Die Protestkultur ist insgesamt sehr ungewöhnlich. „Die Leute gehen einfach auf die Straße, stehen in Gruppen zusammen und diskutieren“, schildert Safran. „Dabei lassen sie sich gegenseitig ausreden – eine durch und durch un-israelische Angewohnheit.“ Für größere Versammlungen wurde eine Zeichensprache von anderen Bewegungen, z.B. in Spanien, übernommen, dadurch lassen sich Zustimmung, Ablehnung und Kritik am Gesagten auf eine Weise äußern, die kaum Streit und keine Wortgefechte zulässt.

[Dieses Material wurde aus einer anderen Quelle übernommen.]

PR #55, opened 2022-05-25
Generate `Instance` CRD

brycahta:
Issue #, if available: https://github.com/aws-controllers-k8s/community/issues/1196

Description of changes:
* Instance Controller create/delete functionality with smoke test


brycahta:
I will be handling update/modify code as well as exceptions and TerminalConditions in the next PR. Until then, Instance is NOT able to achieve ResourceSynced state because of "rolling" late initialization for fields such as `BlockDeviceMappings`. 

**Detailed Details**
* If a user does not specify `BlockDeviceMappings` in the Spec, then neither the Create Response nor the subsequent Describe Response contains a populated `BlockDeviceMappings` field (good!)
* After multiple Describe calls (usually by the 3rd call here:  https://github.com/aws-controllers-k8s/runtime/blob/main/pkg/runtime/reconciler.go#L237 because LateInit is enabled), the `BlockDeviceMappings` field is eventually updated with a server-side value, ex:

```
//prev
BlockDeviceMappings: []

//updated
BlockDeviceMappings: [{
              DeviceName: "/dev/xvda",
              Ebs: {
                AttachTime: 2022-05-25 17:20:03 +0000 UTC,
                DeleteOnTermination: true,
                Status: "attaching",
                VolumeId: "vol-008cf94ebf53b06ec"
              }
            }],
```
* This triggers an update (not yet impl) and thus resource does not reach Sync state.
* Note, I have tried LateInitializing `BlockDeviceMappings`, but per the first point it does not apply here.

apis/v1alpha1/instance.go
```diff
@@ -0,0 +1,382 @@
...
+	LicenseSpecifications []*LicenseConfigurationRequest `json:"licenseSpecifications,omitempty"`
+	// The maximum number of instances to launch. If you specify more instances
+	// than Amazon EC2 can launch in the target Availability Zone, Amazon EC2 launches
+	// the largest possible number of instances above MinCount.
+	//
+	// Constraints: Between 1 and the maximum number you're allowed for the specified
+	// instance type. For more information about the default limits, and how to
+	// request an increase, see How many instances can I run in Amazon EC2 (http://aws.amazon.com/ec2/faqs/#How_many_instances_can_I_run_in_Amazon_EC2)
+	// in the Amazon EC2 FAQ.
+	MaxCount *int64 `json:"maxCount,omitempty"`
```
RedbackThomson, line 155: These should be removed from the spec?

apis/v1alpha1/instance.go
```diff
@@ -0,0 +1,382 @@
...
+	State *InstanceState `json:"state,omitempty"`
+	// The reason for the most recent state transition.
+	// +kubebuilder:validation:Optional
+	StateReason *StateReason `json:"stateReason,omitempty"`
+	// The reason for the most recent state transition. This might be an empty string.
+	// +kubebuilder:validation:Optional
+	StateTransitionReason *string `json:"stateTransitionReason,omitempty"`
+	// Any tags assigned to the instance.
+	// +kubebuilder:validation:Optional
+	Tags []*Tag `json:"tags,omitempty"`
```
RedbackThomson, line 345: This is a duplicate of `TagSpecifications` essentially?

test/e2e/tests/test_instance.py
```diff
@@ -0,0 +1,139 @@
...
+            if 'Description' in image:
+                if INSTANCE_AMI in image['Description']:
+                    return image['ImageId']
+    except Exception as e:
+        logging.debug(e)
+
+@service_marker
+@pytest.mark.canary
+class TestInstance:
+    def test_create_delete(self, ec2_client):
```
RedbackThomson, line 91: Creating the resource, asserting, and deleting all within the test method itself inherently leaves it open to dangling resources. If an assertion fails, the delete methods will never be called, and the instances will be left running in the account. Please refer to the [EKS Cluster tests](https://github.com/aws-controllers-k8s/eks-controller/blob/main/test/e2e/tests/test_cluster.py#L57-L88) to see how I use fixtures to get around this. Essentially by creating and deleting within a fixture, the assertions can be made independently and not impact them.

RedbackThomson (changes requested):
I just want to make sure we're not duplicating fields between Spec and Status. I saw `VPCID` defined in Status, but I don't see it defined in Spec - which makes me wonder how I would set this value in the first place.

Also left a comment inline about testing methodology.

test/e2e/tests/test_instance.py
brycahta: Good call; addressing in next revision

brycahta:
>  I saw VPCID defined in Status, but I don't see it defined in Spec - which makes me wonder how I would set this value in the first place.

Good catch! By default, `RunInstances` API will use the **default VPC** and a random subnet. If you want to select which VPC+Subnet to use, then the *subnetID* needs to be specified in the request. Basically there's no way to pass a VPCID in the request. https://docs.aws.amazon.com/cli/latest/reference/ec2/run-instances.html

apis/v1alpha1/instance.go
brycahta: After some deep dive, it looks like the code is **NOT** expected to remove these from Spec. These configs are at the operational level and don't seem to impact or be coupled with CRD Spec/Status in any way.  Another data point: the `override_values` in `rds-controller` are not present in the Spec because they never were. These fields apply to the operation only.

I know we have efforts to [move away from operation-centric configs](https://github.com/aws-controllers-k8s/community/issues/1185), which would be one way to address this. Or do you want me to open a new issue?

apis/v1alpha1/instance.go
RedbackThomson: > This should probably be reworked so Instance Controller can only tag Instance; I'm thinking remove TagSpecifications altogether and expose Tags in Spec. What do you think?

Yes! This should be the standard for all of the EC2 APIs, IMO

pkg/resource/instance/hooks.go
```diff
@@ -0,0 +1,77 @@
...
+}
+
+// updateTagSpecificationsInCreateRequest updates the
+// TagSpecification in RunInstancesInput (Create) to
+// remove Tags unrelated to 'instance' and merge
+// defined in the resource's Spec to the Create Request (RunInstancesInput).
+// This is needed for a couple reasons:
+//	- Expose 'Tags' in Spec for a clearer CX
+//  - Instance Controller should not be able to edit other resources
+func updateTagSpecificationsInCreateRequest(r *resource,
```
brycahta, line 42: @RedbackThomson this hook code is to support both `TagSpecifications` and `Tags` in the Spec, and I think this is necessary given the config limitations of _code-generator_. Open to other config suggestions if it's possible to support only Tags today; lmk.

**Detailed Details**
In an ideal world, I'd like to **ignore** `RunInstancesInput.TagSpecifications`; however, I need to reference this field in order to add `Tags` to the Spec. The add-to-Spec logic is coupled with *input shapes* and the only instance-related operation that had `Tags` shape in its input shape was `RunInstancesInput`

apis/v1alpha1/instance.go
brycahta: Agreed on this standard. 

However, not sure how straightforward or possible it is with existing _code-generator_ functionality. I left a comment with some more details, but tldr is I don't think I can ignore TagSpecifications and add Tags to Spec simultaneously. Might be worth investing in a better solution since this will apply to most EC2 APIs

pkg/resource/instance/hooks.go
```diff
@@ -0,0 +1,55 @@
...
+		for _, desiredTag := range r.ko.Spec.Tags {
+			// Add in tags defined in the Spec
+			tag := &svcsdk.Tag{}
+			if desiredTag.Key != nil && desiredTag.Value != nil {
+				tag.SetKey(*desiredTag.Key)
+				tag.SetValue(*desiredTag.Value)
+			}
+			instanceTags = append(instanceTags, tag)
+		}
+		desiredTagSpecs.SetResourceType("instance")
```
RedbackThomson, line 51: nit: Move into a constant

RedbackThomson (approved):
Great job!

vijtrip2 (approved):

Neue Sichtbarkeiten. Die Frauenbewegung in Israel sei eher schwach, sehr zersplittert und habe nur wenige gemeinsame Themen, so Hannah Safran, und auch die bekannte Friedensbewegung „Peace Now“ habe sich immer sehr resistent gegen feministische Einflüsse gezeigt. Der alles beherrschende und vorwiegend von Männern geführte Sicherheitsdiskurs führe zur Unsichtbarkeit von Frauen in der Öffentlichkeit. Daphne Leef selbst, erzählt Safran, musste sich dafür rechtfertigen, warum sie ihren Militärdienst nicht abgeleistet hatte, und war sehr wütend, dass sie öffentlich erklären musste, sie leide an Epilepsie und habe stattdessen einen Sozialdienst absolviert.

Im Jahr 2000, als die zweite Intifada ausbrach, verschwand jegliche Hoffnung auf Veränderung. Die Menschen seien völlig desillusioniert gewesen, erschüttert davon, dass ein solcher Rückschritt im Friedensprozess überhaupt möglich war, beschreibt Hannah Safran die Ausgangslage. In den letzten Jahren habe die Regierung Netanyahu zudem „den Staat komplett ausverkauft“.

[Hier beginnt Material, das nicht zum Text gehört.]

PR #65, opened 2022-08-01
Add Rules to Security Group

brycahta:
Issue #, if available: https://github.com/aws-controllers-k8s/community/issues/1326

Description of changes:
* Adds rules to SecurityGroup Spec and Status with tests


brycahta:
> kubectl describe securitygroups

```
Name:         securitygroup-ack-test
Namespace:    default
Labels:       <none>
Annotations:  <none>
API Version:  ec2.services.k8s.aws/v1alpha1
Kind:         SecurityGroup
Metadata:
  Creation Timestamp:  2022-07-27T16:09:51Z
  Finalizers:
    finalizers.ec2.services.k8s.aws/SecurityGroup
  Generation:  1
  Managed Fields:
    API Version:  ec2.services.k8s.aws/v1alpha1
    Fields Type:  FieldsV1
    fieldsV1:
      f:metadata:
        f:annotations:
          .:
          f:kubectl.kubernetes.io/last-applied-configuration:
      f:spec:
        .:
        f:description:
        f:egressRules:
        f:ingressRules:
        f:name:
        f:vpcID:
    Manager:      kubectl-client-side-apply
    Operation:    Update
    Time:         2022-07-27T16:09:51Z
    API Version:  ec2.services.k8s.aws/v1alpha1
    Fields Type:  FieldsV1
    fieldsV1:
      f:metadata:
        f:finalizers:
          .:
          v:"finalizers.ec2.services.k8s.aws/SecurityGroup":
      f:spec:
        f:tags:
      f:status:
        .:
        f:ackResourceMetadata:
          .:
          f:ownerAccountID:
          f:region:
        f:conditions:
        f:id:
        f:rules:
    Manager:         main
    Operation:       Update
    Time:            2022-07-27T16:09:54Z
  Resource Version:  87996072
  Self Link:         /apis/ec2.services.k8s.aws/v1alpha1/namespaces/default/securitygroups/securitygroup-ack-test
  UID:               03cbb789-e1fa-4e59-930a-a53fb2556621
Spec:
  Description:  My security Group
  Egress Rules:
    From Port:    80
    Ip Protocol:  tcp
    Ip Ranges:
      Cidr IP:      172.31.0.0/16
      Description:  test EGRESS sg rules
    To Port:        80
  Ingress Rules:
    From Port:    80
    Ip Protocol:  tcp
    Ip Ranges:
      Cidr IP:      172.31.0.0/16
      Description:  test INGRESS sg rules
    To Port:        80
  Name:             MyFirstGroup
  Vpc ID:           vpc-0101f5ec94e71f602
Status:
  Ack Resource Metadata:
    Owner Account ID:  515336597380
    Region:            us-west-2
  Conditions:
    Last Transition Time:  2022-07-27T16:09:54Z
    Message:               Resource synced successfully
    Reason:
    Status:                True
    Type:                  ACK.ResourceSynced
  Id:                      sg-0c8c63bd3f66af8f5
  Rules:
    cidrIPv4:                172.31.0.0/16
    Description:             test EGRESS sg rules
    From Port:               80
    Ip Protocol:             tcp
    Is Egress:               true
    Security Group Rule ID:  sgr-0715febb47a689187
    To Port:                 80
    cidrIPv4:                172.31.0.0/16
    Description:             test INGRESS sg rules
    From Port:               80
    Ip Protocol:             tcp
    Is Egress:               false
    Security Group Rule ID:  sgr-0c155c0eeebba694a
    To Port:                 80
Events:                      <none>
```

apis/v1alpha1/generator.yaml
```diff
@@ -351,6 +354,17 @@ resources:
       # support EC2-VPC only
       Id:
         is_primary_key: true
+      IngressRules:
+        custom_field:
+          list_of: IpPermission
+      EgressRules:
+        custom_field:
+          list_of: IpPermission
```
RedbackThomson, line 362: Hmmm. So on the console these are referred to as "Inbound" and "Outbound" rules. But in the CloudFormation and CDK resources these are called "Ingress" and "Egress". +1 for "Ingress/Egress"

pkg/resource/security_group/hook.go
```diff
@@ -14,9 +14,150 @@
...
+	ackrtlog "github.com/aws-controllers-k8s/runtime/pkg/runtime/log"
 	svcsdk "github.com/aws/aws-sdk-go/service/ec2"
 )
 
+func (rm *resourceManager) addRulesToSpec(
+	ko *svcapitypes.SecurityGroup,
+	resp *svcsdk.SecurityGroup,
+) {
+	ko.Spec.IngressRules = nil
+	ko.Spec.EgressRules = nil
```
RedbackThomson, line 31: Why are you nil-ing them out, here?

templates/hooks/security_group/sdk_create_post_set_output.go.tpl
```diff
@@ -0,0 +1,11 @@
+	
+	if rm.requiredFieldsMissingForSGRule(&resource{ko}) {
+		return nil, ackerr.NotFound
+	}
+	if err = rm.removeDefaultEgressRule(ctx, &resource{ko}); err != nil {
+		return nil, err
+	}
```
RedbackThomson, line 7: I think I disagree with removing the default egress rule. If a user does not explicitly specify the rules, we should stick to the server-side default. (I believe) The vast majority of security groups will have the default egress rule, and so this is an expected behaviour by users. That being said, if they specify any egress rules, then we should override and delete the default.

pkg/resource/security_group/hook.go
```diff
@@ -14,9 +14,150 @@
...
+		}
+		ko.Spec.EgressRules = specEgress
+	}
+}
+
+func (rm *resourceManager) addRulesToStatus(
+	ko *svcapitypes.SecurityGroup,
+	ctx context.Context,
+) (err error) {
+	ko.Status.Rules = nil
```
RedbackThomson, line 53: nit: Not necessary, since we override on line 86

pkg/resource/security_group/hook.go
```diff
@@ -14,9 +14,150 @@
...
+			}
+		}
+	}
+
+	if err = rm.createSecurityGroupRules(ctx, desired, toAddIngress, toAddEgress); err != nil {
+		return err
+	}
+	if err = rm.deleteSecurityGroupRules(ctx, latest, toDeleteIngress, toDeleteEgress); err != nil {
+		return err
+	}
```
RedbackThomson, line 156: My logic is that we should delete before we create for two reasons:
1. Updating a rule requires that it be removed before the updated version be added
2. If there is an error with adding new rules, it fails after it has already deleted the old ones. This is safer, since you have disabled the older rules.

test/e2e/tests/test_security_group.py
```diff
@@ -111,4 +111,128 @@ def test_terminal_condition(self):
...
+        test_resource_values["VPC_ID"] = vpc_id
+        test_resource_values["SECURITY_GROUP_DESCRIPTION"] = "TestSecurityGroupRule-create-delete"
+        
+        # Create Security Group CR with ingress and egress rules
+        test_resource_values["IP_PROTOCOL"] = "tcp"
+        test_resource_values["FROM_PORT"] = "80"
+        test_resource_values["TO_PORT"] = "80"
+        test_resource_values["CIDR_IP"] = "172.31.0.0/16"
+        test_resource_values["DESCRIPTION_INGRESS"] = "test ingress rule"
+        test_resource_values["DESCRIPTION_EGRESS"] = "test egress rule"
```
RedbackThomson, line 132: If these are hard-coded, then please just hardcode them in the YAML file

test/e2e/tests/test_security_group.py
```diff
@@ -111,4 +111,128 @@ def test_terminal_condition(self):
...
+                                "description": "test egress update"
+                            }
+                        ]
+                    }
+        ]}}
+        _ = k8s.patch_custom_resource(ref, patch)
+        time.sleep(CREATE_WAIT_AFTER_SECONDS)
+
+        # assert patched state
+        print(f'{ref}')
```
RedbackThomson, line 196: nit: Remove print statements (they aren't shown in test logs anyway)

RedbackThomson (changes requested):
Lots of custom code, but all looks great. Left some comments inline

pkg/resource/security_group/hook.go
brycahta: Hmm not sure. I think it was leftover from testing; let me try to remove

test/e2e/tests/test_security_group.py
brycahta: Would you mind if I kept the assignments? I think it's clearer to see what is being created within the test and it doesn't require knowledge about how the tests work.

pkg/resource/security_group/hook.go
brycahta: Well said and makes sense to me! Going to add a comment with the same

pkg/resource/security_group/hook.go
jaypipes: @brycahta what if there are existing non-nil values for `ko.Spec.IngressRules` and `ko.Spec.EgressRules`? Do we want to nil those out even if `resp.IpPermissions` or `resp.IpPermissionsEgress` are nil?

pkg/resource/security_group/hook.go
```diff
@@ -14,9 +14,150 @@
...
+	"context"
+
+	svcapitypes "github.com/aws-controllers-k8s/ec2-controller/apis/v1alpha1"
+
+	ackcompare "github.com/aws-controllers-k8s/runtime/pkg/compare"
+	ackrtlog "github.com/aws-controllers-k8s/runtime/pkg/runtime/log"
 	svcsdk "github.com/aws/aws-sdk-go/service/ec2"
 )
 
+func (rm *resourceManager) addRulesToSpec(
```
jaypipes, line 26: would be great to have docstrings for these methods... :)

pkg/resource/security_group/hook.go
jaypipes: we would not set `ko.Status.Rules` to nil if there was an error on line 83, though. And I think it's more appropriate to leave `ko.Status.Rules` as-is in the case of an error in `DescribeSecurityGroupRules`, no?

pkg/resource/security_group/hook.go
```diff
@@ -39,3 +180,146 @@ func updateTagSpecificationsInCreateRequest(r *resource,
...
+		latest, err = rm.sdkFind(ctx, latest)
+		if err != nil {
+			return nil, err
+		}
+	}
+
+	return latest, nil
+}
+
+// contains returns true if security group rule
```
jaypipes, line 295: perhaps `containsRule` might be a bit more descriptive of this function's purpose?

templates/hooks/security_group/sdk_create_post_set_output.go.tpl
jaypipes: Agree with @RedbackThomson here.

pkg/resource/security_group/hook.go
```diff
@@ -39,3 +180,146 @@ func updateTagSpecificationsInCreateRequest(r *resource,
...
+		if len(delta.Differences) == 0 {
+			return true
+		}
+	}
+	return false
+}
+
+func toBoolPtr(boolean bool) *bool {
+	return &boolean
+}
```
jaypipes, line 317: unused AFAICT?

test/e2e/tests/test_security_group.py
jaypipes: @brycahta did you want to remove these?

brycahta: Yes, I was "resolving" as I fixed things locally. Will be removed in next revision

pkg/resource/security_group/hook.go
brycahta: I don't think we want to nil those out; I removed setting to nil in both `addRulesToStatus` and `addRulesToSpec`.

jaypipes (commented):
This is looking very good, @brycahta thank you! I left just one question inline for you. Depending on answer for that, I'd be ready to merge this.

pkg/resource/security_group/delta.go
```diff
@@ -48,6 +48,12 @@ func newResourceDelta(
 			delta.Add("Spec.Description", a.ko.Spec.Description, b.ko.Spec.Description)
 		}
 	}
+	if !reflect.DeepEqual(a.ko.Spec.EgressRules, b.ko.Spec.EgressRules) {
+		delta.Add("Spec.EgressRules", a.ko.Spec.EgressRules, b.ko.Spec.EgressRules)
+	}
+	if !reflect.DeepEqual(a.ko.Spec.IngressRules, b.ko.Spec.IngressRules) {
+		delta.Add("Spec.IngressRules", a.ko.Spec.IngressRules, b.ko.Spec.IngressRules)
+	}
```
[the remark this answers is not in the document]
brycahta: Thanks for the callout. I did some local testing:
* rearranging the order of `egressRules` and `ingressRules` did not trigger a delta difference
* rearranging the order of the rules within `ingressRules` did trigger a delta difference

brycahta:
> This is looking very good, @brycahta thank you! I left just one question inline for you. Depending on answer for that, I'd be ready to merge this.

@jaypipes Found a couple issues while testing locally hence the `do-not-merge` label. It's making me think `LateInitialize` is not the correct approach for `EgressRules`. Working on the fixes now; can discuss details on Slack once the outage is over, if you're interested.

pkg/resource/security_group/delta.go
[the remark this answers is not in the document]
brycahta: Discussed offline; neither scenario should trigger a delta difference because there is no change in **data**. Will create issue to add hook for `delta preCompare` (or similar) to sort prior to checking for equality. This needs to be done for any/all resources with list of struct fields

pkg/resource/security_group/hook.go
brycahta: I was wrong for `addRulesToSpec`. This is needed because `sdkUpdate` will make a call to `sdkFind` to get the latest resource state which then executes this code. If the latest resource state DOES NOT contain rules, then the rules from the previous resource state will persist as they are never nil-ed out.

pkg/resource/security_group/hook.go
```diff
@@ -39,3 +178,195 @@ func updateTagSpecificationsInCreateRequest(r *resource,
...
+	rm.setStatusDefaults(ko)
+
+	if delta.DifferentAt("Spec.IngressRules") || delta.DifferentAt("Spec.EgressRules") {
+		if err := rm.syncSGRules(ctx, desired, latest); err != nil {
+			return nil, err
+		}
+		latest, err = rm.sdkFind(ctx, latest)
+		if err != nil {
+			return nil, err
+		}
```
jaypipes, line 328: Is this additional call to `sdkFind()` necessary? Won't `latest` already have the latest `Spec` information?

jaypipes (commented):
@brycahta one final question inline...

pkg/resource/security_group/hook.go
brycahta: Yes, it's necessary. For example, `latest` may contain an egress rule while `desired` does not. After call to `syncSGRules`, that egress rule should be removed server-side but the `latest` Spec will still contain it. The call to `sdkFind()` then refreshes both Spec/Status rules with latest data from server, resulting in `latest` having its Spec and Status updated to no longer include the deleted rule.

jaypipes: Why not just return `desired` here then?

brycahta: If I returned desired, then I don't think the `Status.Rules` will be an accurate representation of the rules existing server-side. That data isn't available until after `syncSGRules()` call and then `sdkFind()` updates both Spec+Status with the latest data.

jaypipes: Hmm, I see... instead of calling the full `sdkFind` method, then, what about just setting `Status.Rules` at the end of `syncSGRules` by calling `DescribeSecurityGroupRules` then?

brycahta: I need the full `sdkFind` method (i.e. update both Spec and Status) on `Update` because of the scenario when user updates SecurityGroup with their own EgressRule. 

The intended behavior is remove default egress rule if user provides one and since this is done automatically, the `desired` Spec will still include the default egress rule if we only update `Status.Rules` in `Update`

jaypipes (approved):
This is great, @brycahta thank you! I would love to see a tutorial (or addition to the github.com/aws-controllers-k8s/examples` repository) that shows how to use this new functionality, since it's functionality that isn't covered directly by the ACK resource reference.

Sie sei sich aber sicher, dass es der Protestbewegung um weit mehr als nur Wohnungsprobleme geht, eben durchaus auch um eine neue politische Kultur

im Land. Der große Protest-Slogan, der sich von „Das Volk verlangt soziale Gerechtigkeit“ in „Soziale Gerechtigkeit für alle“ gewandelt hat, zeige, so Safran, dass jene 20 Prozent arabischer Israelis, die von den sozialen Problemen besonders stark betroffen sind, ganz selbstverständlich dazugehören. Eine Einschätzung, die von zahlreichen anderen KommentatorInnen geteilt wird, etwa von der Journalistin Dahlia Scheindlin: „In der Vergangenheit waren es Kriege und Sicherheitsfragen, die die Gesellschaft zusammengebracht haben, aber hier entsteht ein neues, kraftvolles Band, das diese polarisierte Gesellschaft zusammenführen kann.“ Das Mindeste, das sich viele erwarten, ist ein ziviles Leben, das es überhaupt wert ist, militärisch verteidigt zu werden. Wie geht es weiter? In der Nacht auf den 7. September wurde ein Teil der Zeltstadt am Rothschild-Boulevard in Tel Aviv – „Da kannst du 20 Minuten lang an den Zelten entlanggehen“, so Hannah Safran – polizeilich geräumt. Doch egal, was passiert, hinter diese kollektive Erfahrung könne niemand mehr zurück.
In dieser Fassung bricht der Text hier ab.